Start of Data to process

PR #991, opened 2017-04-05
Specify in which version of 2.7 was extra keyword added to .exception

mlazowik:
See tags in the commit: https://github.com/python/cpython/commit/947f358a069c9141c0230e440ab5cba07df0f87f


mattrobenolt:
Sounds legit.

mattrobenolt:
Thanks! 🍦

End of Data to process

Task: Type the data again exactly. Leave nothing out.

Reply to the task:
PR #991, opened 2017-04-05
Specify in which version of 2.7 was extra keyword added to .exception

mlazowik:
See tags in the commit: https://github.com/python/cpython/commit/947f358a069c9141c0230e440ab5cba07df0f87f


mattrobenolt:
Sounds legit.

mattrobenolt:
Thanks! 🍦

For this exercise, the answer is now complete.